For each line in the data that includes "from", make a copy.

[[ Source material open ]]

PR #446, opened 2020-11-04
Fix shadow artifacts by disabling double sided rendering

iche033:
Depends on osrf/sdformat#410

Double sided material was enabled by default  in ign-gazebo 4.0.0 through the `SetAlphaFromTexture()` function call, which was originally added to support textures with alpha transparency. However, double sided rendering caused self-shadowing artifacts to appear on some meshes. This PR now makes double sided material an opt-in feature insead. It reads this property from the Material SDF DOM, which defaults to `false`. 

 The screenshots below are from running the `fuel_textured_material.sdf` world and zooming into upper body of the rescue randy mesh. The left image is before the change and shows subtle shadow artifacts lines across the mesh and the right image shows the result with double sided material disabled.

double_sided


chapulina (approved):
Great improvement!

luca-della-vedova:
Just one note, since there is support in sdformat for the double sided rendering tag now, we should update the assets that need it to render correctly in fuel, otherwise they would be rendered incorrectly after this PR is merged:
https://app.ignitionrobotics.org/OpenRobotics/fuel/models/Pine%20Tree
https://app.ignitionrobotics.org/OpenRobotics/fuel/models/Oak%20tree

iche033:
I've updated the two tree models on Fuel. 

While testing, I found out that I missed the msg <-> sdf conversion part. That's added in 7f528184a95fac8b106a25ae3769050e96dd30b9 and `<double_sided>` should work properly now. One caveat is that I had to add the `double_sided` field to the `header` of the `msgs::Material` msg because adding extra proto field would break ABI.

luca-della-vedova (approved):

iche033:

iche033:
CI looks good. Merging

[[ Source material closed ]]

▶ [Worked solution]:
Double sided material was enabled by default  in ign-gazebo 4.0.0 through the `SetAlphaFromTexture()` function call, which was originally added to support textures with alpha transparency. However, double sided rendering caused self-shadowing artifacts to appear on some meshes. This PR now makes double sided material an opt-in feature insead. It reads this property from the Material SDF DOM, which defaults to `false`. 
 The screenshots below are from running the `fuel_textured_material.sdf` world and zooming into upper body of the rescue randy mesh. The left image is before the change and shows subtle shadow artifacts lines across the mesh and the right image shows the result with double sided material disabled.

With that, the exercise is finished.